[Start of Attachment]

PR #1825, opened 2021-10-01
Bank can check own version hash

maxwofford:


maxwofford:
@eilla1 @kunalbotla @garyhtou if bank can know details like what version of deploy it's at & when the current version was deployed at, is there anything cool we can do with it?

kunalbotla:
i mean it'd be cool. it used to have it before this redesign iirc

exu3:
is the `Build 3d3b438 from about 6 hours ago.` different from what you're describing? or are you referring to the SemVer version numbers?
Screen Shot 2021-10-01 at 6 45 28 PM 

Either way I think it'd be cool to have in the footer on certain pages and maybe some flavor text too

maxwofford:
Doesn't seem like this is needed then!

[End of Attachment]

▶ GOAL OF THE EXERCISE: The complete listing must be reproduced exactly as written.

▶ RESULT:
PR #1825, opened 2021-10-01
Bank can check own version hash

maxwofford:


maxwofford:
@eilla1 @kunalbotla @garyhtou if bank can know details like what version of deploy it's at & when the current version was deployed at, is there anything cool we can do with it?

kunalbotla:
i mean it'd be cool. it used to have it before this redesign iirc

exu3:
is the `Build 3d3b438 from about 6 hours ago.` different from what you're describing? or are you referring to the SemVer version numbers?
Screen Shot 2021-10-01 at 6 45 28 PM 

Either way I think it'd be cool to have in the footer on certain pages and maybe some flavor text too

maxwofford:
Doesn't seem like this is needed then!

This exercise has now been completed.